TASK STATEMENT:
Restate the records that follow. Every word must match.

DATA SHOWN:

· · ·

PR #130, opened 2023-03-16
Enhance the production example

marcofranssen:
To be double checked with latest release. https://github.com/spiffe/helm-charts/releases/tag/spire-0.5.0

### DIFF
--- a/examples/production/values.yaml
+++ b/examples/production/values.yaml
@@ -3,24 +3,6 @@ global:
     prometheus:
       enabled: true
 
-spiffe-oidc-discovery-provider:
-  enabled: true
-  insecureScheme:
-    enabled: true
-  podSecurityContext:
-    runAsUser: 1000
-    runAsGroup: 1000
-    fsGroup: 1000
-    fsGroupChangePolicy: OnRootMismatch
-  securityContext:
-    allowPrivilegeEscalation: false
-    runAsNonRoot: true
-    readOnlyRootFilesystem: true
-    capabilities:
-      drop: [ALL]
-    seccompProfile:
-      type: RuntimeDefault
-
 spire-server:
   nodeAttestor:
     k8sPsat:
@@ -41,6 +23,12 @@ spire-server:
       drop: [ALL]
     seccompProfile:
       type: RuntimeDefault
+
+  dataStorage:
+    enabled: true
+
+  logLevel: info
+
   controllerManager:
     securityContext:
       allowPrivilegeEscalation: false
@@ -50,6 +38,11 @@ spire-server:
         drop: [ALL]
       seccompProfile:
         type: RuntimeDefault
+
+    ignoreNamespaces:
+      - kube-system
+      - kube-public
+      - local-path-storage
 
 spiffe-csi-driver:
   enabled: true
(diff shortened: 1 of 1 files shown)


examples/production/values.yaml
```diff
@@ -37,7 +21,43 @@ spire-server:
       drop: [ALL]
     seccompProfile:
       type: RuntimeDefault
+
+  topologySpreadConstraints:
+    - maxSkew: 1
+      topologyKey: topology.kubernetes.io/zone
```
kfox1111, line 27: I don't think a lot of clusters have zone defined, and DoNotSchedule together might break things?

examples/production/values.yaml
```diff
@@ -37,7 +21,43 @@ spire-server:
...
+    enabled: true
+    size: 10Gi
+    accessMode: ReadWriteOnce
+    storageClass: gp3-encrypted
+
+  jwtIssuer: &jwtIssuer oidc-spire.eu-west-1-marco-test.my-domain.com
+  ca_subject:
+    country: "NL"
+    organization: "Marco Home Office"
+    common_name: spire.eu-west-1-marco-test.my-domain.com
```
kfox1111, line 52: Should probably leave the jwtIssuer, ca_subject, clusterName and trustDomain alone?

examples/production/values.yaml
```diff
@@ -47,10 +67,39 @@ spire-server:
...
+
+  resources:
+    requests:
+      cpu: 100m
+      memory: 32Mi
+    limits:
+      cpu: 200m
+      memory: 128Mi
+
+  nodeDriverRegistrar:
```
kfox1111, line 95: This chunk should be removed. we dont have it.

examples/production/values.yaml
```diff
@@ -60,3 +109,69 @@ spire-agent:
...
+  resources:
+    requests:
+      cpu: 100m
+      memory: 64Mi
+    limits:
+      cpu: 500m
+      memory: 512Mi
+
+  clusterName: *clusterName
+  trustDomain: *trustDomain
```
kfox1111, line 124: Shouldn't have clustername/domain here.

examples/production/values.yaml
```diff
@@ -60,3 +109,69 @@ spire-agent:
...
+
+  resources:
+    requests:
+      cpu: 100m
+      memory: 64Mi
+    limits:
+      cpu: 200m
+      memory: 256Mi
+
+  config:
```
kfox1111, line 168: From here down should probably drop out too.

examples/production/values.yaml
marcofranssen: We do have that see the daemonset. There is a second container.

kfox1111: Doh. I misread that and was thinking about the other k8s sync thing. Sorry.

examples/production/values.yaml
```diff
@@ -41,7 +23,17 @@ spire-server:
       drop: [ALL]
     seccompProfile:
       type: RuntimeDefault
+
+  dataStorage:
+    enabled: true
+    size: 10Gi
```
kfox1111, line 29: The db only seems to be used for a very small number of entries, even on a big cluster. 10Gi seems overkill.
1Gi? 
I'd recommend even smaller, but I've seen provisioning break on volumes < 1Gi.

examples/production/values.yaml
```diff
@@ -41,7 +23,17 @@ spire-server:
...
+    accessMode: ReadWriteOnce
+
+  logLevel: info
+
   controllerManager:
+    enabled: true
```
kfox1111, line 35: Its already defaulted to enabled.

kfox1111 (changes requested):
Mostly looking good.

examples/production/values.yaml
```diff
@@ -41,7 +23,17 @@ spire-server:
       drop: [ALL]
     seccompProfile:
       type: RuntimeDefault
+
+  dataStorage:
```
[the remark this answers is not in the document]
marcofranssen: yup requires changes on the chart as well

kfox1111 (approved):
lgtm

· · ·

ANSWER AREA:
PR #130, opened 2023-03-16
Enhance the production example

marcofranssen:
To be double checked with latest release. https://github.com/spiffe/helm-charts/releases/tag/spire-0.5.0

### DIFF
--- a/examples/production/values.yaml
+++ b/examples/production/values.yaml
@@ -3,24 +3,6 @@ global:
     prometheus:
       enabled: true
 
-spiffe-oidc-discovery-provider:
-  enabled: true
-  insecureScheme:
-    enabled: true
-  podSecurityContext:
-    runAsUser: 1000
-    runAsGroup: 1000
-    fsGroup: 1000
-    fsGroupChangePolicy: OnRootMismatch
-  securityContext:
-    allowPrivilegeEscalation: false
-    runAsNonRoot: true
-    readOnlyRootFilesystem: true
-    capabilities:
-      drop: [ALL]
-    seccompProfile:
-      type: RuntimeDefault
-
 spire-server:
   nodeAttestor:
     k8sPsat:
@@ -41,6 +23,12 @@ spire-server:
       drop: [ALL]
     seccompProfile:
       type: RuntimeDefault
+
+  dataStorage:
+    enabled: true
+
+  logLevel: info
+
   controllerManager:
     securityContext:
       allowPrivilegeEscalation: false
@@ -50,6 +38,11 @@ spire-server:
         drop: [ALL]
       seccompProfile:
         type: RuntimeDefault
+
+    ignoreNamespaces:
+      - kube-system
+      - kube-public
+      - local-path-storage
 
 spiffe-csi-driver:
   enabled: true
(diff shortened: 1 of 1 files shown)


examples/production/values.yaml
```diff
@@ -37,7 +21,43 @@ spire-server:
       drop: [ALL]
     seccompProfile:
       type: RuntimeDefault
+
+  topologySpreadConstraints:
+    - maxSkew: 1
+      topologyKey: topology.kubernetes.io/zone
```
kfox1111, line 27: I don't think a lot of clusters have zone defined, and DoNotSchedule together might break things?

examples/production/values.yaml
```diff
@@ -37,7 +21,43 @@ spire-server:
...
+    enabled: true
+    size: 10Gi
+    accessMode: ReadWriteOnce
+    storageClass: gp3-encrypted
+
+  jwtIssuer: &jwtIssuer oidc-spire.eu-west-1-marco-test.my-domain.com
+  ca_subject:
+    country: "NL"
+    organization: "Marco Home Office"
+    common_name: spire.eu-west-1-marco-test.my-domain.com
```
kfox1111, line 52: Should probably leave the jwtIssuer, ca_subject, clusterName and trustDomain alone?

examples/production/values.yaml
```diff
@@ -47,10 +67,39 @@ spire-server:
...
+
+  resources:
+    requests:
+      cpu: 100m
+      memory: 32Mi
+    limits:
+      cpu: 200m
+      memory: 128Mi
+
+  nodeDriverRegistrar:
```
kfox1111, line 95: This chunk should be removed. we dont have it.

examples/production/values.yaml
```diff
@@ -60,3 +109,69 @@ spire-agent:
...
+  resources:
+    requests:
+      cpu: 100m
+      memory: 64Mi
+    limits:
+      cpu: 500m
+      memory: 512Mi
+
+  clusterName: *clusterName
+  trustDomain: *trustDomain
```
kfox1111, line 124: Shouldn't have clustername/domain here.

examples/production/values.yaml
```diff
@@ -60,3 +109,69 @@ spire-agent:
...
+
+  resources:
+    requests:
+      cpu: 100m
+      memory: 64Mi
+    limits:
+      cpu: 200m
+      memory: 256Mi
+
+  config:
```
kfox1111, line 168: From here down should probably drop out too.

examples/production/values.yaml
marcofranssen: We do have that see the daemonset. There is a second container.

kfox1111: Doh. I misread that and was thinking about the other k8s sync thing. Sorry.

examples/production/values.yaml
```diff
@@ -41,7 +23,17 @@ spire-server:
       drop: [ALL]
     seccompProfile:
       type: RuntimeDefault
+
+  dataStorage:
+    enabled: true
+    size: 10Gi
```
kfox1111, line 29: The db only seems to be used for a very small number of entries, even on a big cluster. 10Gi seems overkill.
1Gi? 
I'd recommend even smaller, but I've seen provisioning break on volumes < 1Gi.

examples/production/values.yaml
```diff
@@ -41,7 +23,17 @@ spire-server:
...
+    accessMode: ReadWriteOnce
+
+  logLevel: info
+
   controllerManager:
+    enabled: true
```
kfox1111, line 35: Its already defaulted to enabled.

kfox1111 (changes requested):
Mostly looking good.

examples/production/values.yaml
```diff
@@ -41,7 +23,17 @@ spire-server:
       drop: [ALL]
     seccompProfile:
       type: RuntimeDefault
+
+  dataStorage:
```
[the remark this answers is not in the document]
marcofranssen: yup requires changes on the chart as well

kfox1111 (approved):
lgtm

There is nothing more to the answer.